Kematian yang lambat dan sangat dibutuhkan dari stereotip ayah yang kikuk sayangnya telah memberi jalan bagi kiasan alternatif yang berlawanan: The Fixer. Bagi banyak pria, tidak cukup hanya mengatasi masalah mereka sendiri, mereka juga harus memperbaiki masalah pasangannya. Meskipun niat ini tidak buruk, masalahnya adalah emosi orang lain bukanlah sesuatu yang harus diperbaiki kecuali mereka secara khusus memintanya. Ketika pria memilih untuk menyelesaikan emosi daripada menenangkannya, hal itu sering kali menimbulkan lebih banyak masalah.
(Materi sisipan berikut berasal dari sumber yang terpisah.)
PR #599, opened 2018-02-01
Add monitoring warning to config page and 2018 to footer

sergioc:


src/ServicePulse.Host/app/js/views/configuration/configuration.html
```diff
@@ -17,14 +17,21 @@ <h1>Configuration</h1>
...
             <div class="col-sm-12">
+
+                <div class="alert alert-warning">
+                    <i class="fa fa-warning"></i> <strong>Warning:</strong> The list of endpoints below only contains endpoints with the hearbeats plug-in installed. Toggling heartbeat monitoring on/off won't toggle <a href="https://docs.particular.net/monitoring/metrics/in-servicepulse" target="_blank">performance monitoring</a> <i class="fa fa-external-link fake-link"></i>
+                </div>
+
                 <div class="row box box-no-click table-header">
                     <div class="col-xs-3 col-sm-2 col-lg-1 no-side-padding">
-                        <p>Monitoring</p>
+                        <p>Heartbeats monitoring</p>
```
WilliamBZA: This title feels clunky.

What about just `Heartbeats`?
Or perhaps even dropping the title completely given that the description explains the list below?

sergioc: I'm good with making it just `Heartbeats`. We should keep those headers to leave no room for doubts about what those toggles are for.

sergioc:
I've renamed all titles and links for old monitoring screens to hearbeats to eliminate confusion with the new monitoring screens.

src/ServicePulse.Host/app/layout/footer.html
```diff
@@ -6,7 +6,7 @@
                     <div>
                         
                         <span>
-                            2017 © Particular Software
+                            2018 © Particular Software
```
WilliamBZA: :tada:

src/ServicePulse.Host/app/js/app.constants.js
```diff
@@ -6,7 +6,7 @@
         .constant('scConfig', {
             default_route: '/dashboard',
             service_control_url: 'http://localhost:33333/api/',
-            monitoring_urls: ['http://localhost:33633/']
+            monitoring_urls: ['http://localhost:33533/']
```
WojcikMike: What is the reason to change this URL? is it only local change?

sergioc: Not meant to be changed, I probably forgot to revert the change before commiting.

“Memperbaiki masalah tidak bekerja dengan masalah emosional. Sering kali ketika seorang pria menanggapi emosi istrinya dengan pendekatan perbaikan, itu membatasi kemampuan Anda untuk itu berhubungan pada tingkat yang lebih dalam, ”kata Liz Colizza, seorang psikoterapis dan kepala penelitian di konseling pernikahan aplikasi Abadi. “Ini dapat meningkatkan keterputusan karena Anda tidak membiarkan pengalaman orang itu dilihat dan didengar sepenuhnya.”
Data internal dari Lasting menunjukkan bahwa 80 persen penggunanya sering curhat ke pasangannya. Namun, hanya tujuh persen dari wanita tersebut berpikir bahwa mereka dapat melakukan ini tanpa pasangan mereka ikut campur untuk mencoba dan memecahkan masalah mereka.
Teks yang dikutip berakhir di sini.